The book notes that the 2018 document described plans for something that Daszak denied in 2020—that wild Rhinolophus bats (horseshoe bats) were to be kept and experimented on at the WIV.

“It was revealed that by that time, the EcoHealth Alliance and its collaborators had already found more than 180 unique SARS-like viruses across approximately ten thousand samples,” the authors wrote.

“In other words, this early 2018 proposal told us that the EcoHealth Alliance and WIV were in possession of a growing semi-private collection of SARS-like viruses; they had intended to expand their recombinant virus infection experiments across a range of cells and animals; they had also delineated a workflow for identifying novel cleavage sites and inserting these into novel spikes and novel SARS-like viruses in the lab.”

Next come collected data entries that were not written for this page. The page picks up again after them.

Issue #1457, opened 2021-03-19
FFI: add function to retrieve default subkey for the sign/encrypt operation.


ni4:
## Description

Most likely users will need some way to understand which subkey (or primary key itself) is picked for signing or encryption operation before executing it, so we should add function like `rnp_key_get_default_key(primary_key, operation_flags)`.

antonsviridenko:
So basically `find_suitable_key()` can be renamed to `rnp_key_get_default_key()` with some modifications?

ni4:
@antonsviridenko Not exactly, as new function should be a FFI one, i.e. set parameter to instance of rnp_key_handle_t (or NULL if there is no default key), and return RNP_SUCCESS/RNP_ERROR_*

antonsviridenko:
I've read related Thunderbird discussions, looks like more likely we need a way to configure subkey selection preferences. So users (API users and CLI users) can explicitly set how subkeys should be selected. Like most recent/most secure (based on key bits, not sure about sorting between different algorithms). Sorting order on algorithms can be also explicitly set by users. See https://www.openssl.org/docs/man1.1.1/man3/SSL_set_cipher_list.html as an example, OpenSSL users can set their preference order for algorithms using string parameter.

ni4:
> I've read related Thunderbird discussions, looks like more likely we need a way to configure subkey selection preferences. So users (API users and CLI users) can explicitly set how subkeys should be selected. Like most recent/most secure (based on key bits, not sure about sorting between different algorithms). 

Let's keep it simple right now, and use `find_suitable_key()` as it is at the moment. Just document it in the way "by default it selects latest valid subkey", and add some flags field (0 at the moment) so we may update the function later on.
If API user needs more complicated checks/behaviour, he may implement in the way he want by using other API calls (actually, that's how Thunderbird works at the moment).

antonsviridenko:
> so we should add function like `rnp_key_get_default_key(primary_key, operation_flags)`

I see integer flags parameter in one API function
https://github.com/rnpgp/rnp/blob/master/include/rnp/rnp.h#L1394
and in another case `usage flag` is a string parameter
https://github.com/rnpgp/rnp/blob/master/include/rnp/rnp.h#L761

which one should I prefer for this new function?

ni4:
@antonsviridenko hm, in this case it would be better to use string as user would need key for a single operation. Also please add uint32_t flags field, which is now zero, so we may update the behaviour in future.

[...]

Issue #1446, opened 2021-03-08
--ignore-time-conflict in rnp command line tool


thomas-roos:
--ignore-time-conflict known from gpg - which "GnuPG normally checks that the timestamps associated with keys and signatures have plausible values. However, sometimes a signature seems to be older than the key due to clock problems. This option makes these checks just a warning."
-> is there some option in rnp available?

ni4:
We do not have such option yet, sorry. But how often it happens?

ThomasRausU:
We want to replace gpg by rnp. We use it to check signature and encrypt update files for embedded devices. On those devices a correct RTC is not enforced. So our updates will fail. This is a mandatory option for us.

ronaldtse:
@ThomasRausU thanks for the suggestion, we should be able to make that work in the near-term roadmap. Thoughts @ni4 @dewyatt ?

ni4:
@ThomasRausU Thanks for the details, we should definitely support such usecase in our FFI and CLI. So, as I understand, with this option enabled rnp should ignore all the signature/key creation timestamps, and current timestamp inconsistency? 

Or, as key and its sigs are generated on the 'normal' device with correct RTC, we should ignore only the current timestamp when checking signatures?

ThomasRausU:
thx - the device creating the sigs and encrypting a file the RTC is correct. But on the embedded device which is decrypting and checking the  RTC is might not correct. So then there should be an option to ignore such failures.

nwalfield:
A better strategy would probably be to use the signature creation time as the reference time.  Then when you examine the certificate, you can still do the usual sanity checks and use the correct self signature (which it sounds like you might not be doing).

The app probably should probably also save the signature creation time in a DB and reject updates with an earlier signature creation time to avoid downgrade attacks.

ThomasRausU:
I dont understand correctly I think - what I wanna do is replace:
gpg --homedir /etc/gnupg/ --no-tty --pinentry-mode loopback --passphrase $SECRET --batch --yes --lock-never --no-auto-check-trustdb  --ignore-time-conflict --ignore-valid-from --decrypt /tmp/updatefile.idu | tar xz -C $TMPDIR
by
rnp --homedir=/etc/gnupg/ --password=$SECRET --decrypt /tmp/updatefile.idu | tar xz -C $TMPDIR

this is working correctly if the device RTC time is correct. If it's years ago it's not working.
[...]

PR #1520, opened 2021-06-04
Fix adding recipients. Fixes #1500.

### LINKED ISSUE #1500: RNP CLI: Show some error message if encryption failed due to expired recipient's key.
## Description

RNP CLI doesn't show any error message if encryption failed because of expired recipient's key.

## Steps to Reproduce

`rnp -r "expired_key" somefile.dat`

## Expected Behavior

Some message is shown, like `Encryption failed: recipient's key "expired_key" is expired.`

## Actual Behavior

No message at all (however, return code is correct and non-zero).

antonsviridenko:
`rnp_op_encrypt_add_recipient()` did not check return value from `find_suitable_key()` so in some cases NULL pointer could have been added to recipients lists, which caused failures on later stages.

Let's discuss if we need to print rejection reason for each key, primary and subkeys.

### DIFF
--- a/src/lib/rnp.cpp
+++ b/src/lib/rnp.cpp
@@ -2317,6 +2317,9 @@ try {
                                        get_key_prefer_public(handle),
                                        &handle->ffi->key_provider,
                                        PGP_KF_ENCRYPT);
+    if (!key) {
+        key = get_key_prefer_public(handle);
+    }
     op->rnpctx.recipients.push_back(key);
     return RNP_SUCCESS;
 }
--- a/include/rnp/rnp.h
+++ b/include/rnp/rnp.h
@@ -2461,6 +2461,14 @@ RNP_API rnp_result_t rnp_op_encrypt_create(rnp_op_encrypt_t *op,
                                            rnp_input_t       input,
                                            rnp_output_t      output);
 
+/**
+ * @brief Add recipient's public key to encrypting context.
+ *
+ * @param op opaque encrypting context. Must be allocated and initialized.
+ * @param key public key, used for encryption. Key is not checked for
+ *        validity or expiration.
+ * @return RNP_SUCCESS if operation succeeds or error code otherwise.
+ */
 RNP_API rnp_result_t rnp_op_encrypt_add_recipient(rnp_op_encrypt_t op, rnp_key_handle_t key);
 
 /**
--- a/src/rnp/fficli.cpp
+++ b/src/rnp/fficli.cpp
@@ -2287,6 +2287,7 @@ cli_rnp_encrypt_and_sign(const rnp_cfg &cfg,
     std::vector<rnp_key_handle_t> enckeys;
     std::vector<rnp_key_handle_t> signkeys;
     bool                          res = false;
+    rnp_result_t                  ret;
 
     rnp_op_encrypt_set_armor(op, cfg.get_bool(CFG_ARMOR));
 
@@ -2371,7 +2372,11 @@ cli_rnp_encrypt_and_sign(const rnp_cfg &cfg,
     }
 
     /* execute encrypt or encrypt-and-sign operation */
-    res = !rnp_op_encrypt_execute(op);
+    ret = rnp_op_encrypt_execute(op);
+    res = (ret == RNP_SUCCESS);
+    if (ret != RNP_SUCCESS) {
+        ERR_MSG("Operation failed: %s", rnp_result_to_string(ret));
+    }
 done:
     clear_key_handles(signkeys);
     clear_key_handles(enckeys);


antonsviridenko:
All centos checks fail with `Error: Unable to find a match: cmake3`

ronaldtse:
Ping @ribose-jeffreylau re: CentOS 8 failures on `cmake3`

ni4:
@antonsviridenko
I think we should not change behaviour in this way, as implementations which worked before by checking `rnp_op_encrypt_execute()` return code will fail now to get to that step. Also, there could be other reasons in the future why recipient's key is unusable for encryption, and we should not check all of these in `rnp_op_encrypt_add_recipient()` (functionality duplication). Another thing is issue #1446 - there are some cases when we should ignore times.

Instead I suggest the following changes:

- update documentation of `rnp_op_encrypt_add_recipient()`, telling that it doesn't do any checks on key expiration and that should be done manually.
- print error message in CLI, when encryption fails due to any reasons.
- once #1457 is implemented - add check in the CLI for default key/subkey expiration, telling that to the user and failing operation.

P.S. Btw, it looks like Github doesn't link issue to the PR if issue's number is on the title.

antonsviridenko:
@ni4 what about this part?

> rnp_op_encrypt_add_recipient() did not check return value from find_suitable_key() so in some cases NULL pointer could have been added to recipients lists, which caused failures on later stages.

https://github.com/rnpgp/rnp/blob/e43d5b1cfeba441e82e3c0153b9432cbb8131003/src/lib/rnp.cpp#L2323

Saving NULL pointer to recipients is clearly a bug to me, 
if we don't want to change behavior of `rnp_op_encrypt_add_recipient()`, then I think if `find_suitable_key()` returns NULL, `get_key_prefer_public(handle)` value should be saved into `recipients` std::list.

ni4:
> @ni4 what about this part?
> 
> > rnp_op_encrypt_add_recipient() did not check return value from find_suitable_key() so in some cases NULL pointer could have been added to recipients lists, which caused failures on later stages.
> 
> https://github.com/rnpgp/rnp/blob/e43d5b1cfeba441e82e3c0153b9432cbb8131003/src/lib/rnp.cpp#L2323
> 
> Saving NULL pointer to recipients is clearly a bug to me,
> if we don't want to change behavior of `rnp_op_encrypt_add_recipient()`, then I think if `find_suitable_key()` returns NULL, `get_key_prefer_public(handle)` value should be saved into `recipients` std::list.

Sorry, mislooked this. Yeah, let's store public key and let it be handled afterwards. Also this case (sign-only primary key + sign-only subkeys/invalid subkeys) should be covered with tests if it didn't yet.

src/lib/pgp-key.cpp
```diff
@@ -566,7 +566,7 @@ find_suitable_key(pgp_op_t            op,
     if (!key) {
         return NULL;
     }
-    if (key->flags() & desired_usage) {
+    if (key->valid() && key->flags() & desired_usage) {
```
ni4, line 569: Please add brackets here for better readability.

src/lib/rnp.cpp
```diff
@@ -2317,6 +2317,9 @@ try {
                                        get_key_prefer_public(handle),
                                        &handle->ffi->key_provider,
                                        PGP_KF_ENCRYPT);
+    if (!key) {
```
ni4, line 2320: Please add or update existing test which checks this case (i.e., for instance, attempt to add sign-only primary key with invalid or expired subkey for encryption), and check for failure of `rnp_op_encrypt_execute()` afterwards. That way we'll be sure that behaviour doesn't change in future/there are no memory leaks or other failures if incorrect key used for encryption attempt.

ni4 (changes requested):
Overall LGTM, just minor change and please add/update test. Thanks!

src/lib/rnp.cpp
antonsviridenko: @ni4 this case is already covered in https://github.com/rnpgp/rnp/blob/master/src/tests/ffi-enc.cpp#L852 - sign-only primary key and expired subkey

ni4: @antonsviridenko Thanks, then no new test is needed.
P.S. Don't be shocked by all red CI - it's because of key expiration used in tests, marking key as expired. I'll issue PR fixing that.

ronaldtse (approved):
Most tests should pass now on rebase?

antonsviridenko:
ruby-rnp tests fail...

ronaldtse:
@antonsviridenko the ruby-rnp failure, e.g.
https://github.com/rnpgp/rnp/pull/1520/checks?check_run_id=2922229337

Is identical to #1539 .

ni4:
@antonsviridenko Please rebase on the latest master. Issue is fixed within PR #1531

ni4 (approved):
LGTM, thanks! Feel free to rebase and merge once CI passes.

Chan said GoF research, which seeks to increase the transmissibility or the severity of disease caused by a pathogen so that “you can predict how wild natural viruses can evolve to spill over and cause pandemics,” doesn’t pay off.

“When you weigh the risks versus benefits, the risk of creating dangerous pathogens in the lab is that they could leak and actually cause a pandemic, whereas the benefits are really unclear,” she said.

Ridley said lab leaks have occurred over the years even from laboratories designated as biosafety level 4—the highest level of biological safety.

He said the lab leak hypothesis can easily be disproved if China is willing to be transparent about the work being done at WIV at the time of the virus outbreak.

“All they have to do to disprove that is open their files and show us exactly which samples of which viruses they were dealing with in the laboratory—all of their sequences, all of their histories, where they came from, and what experiments were done with them.”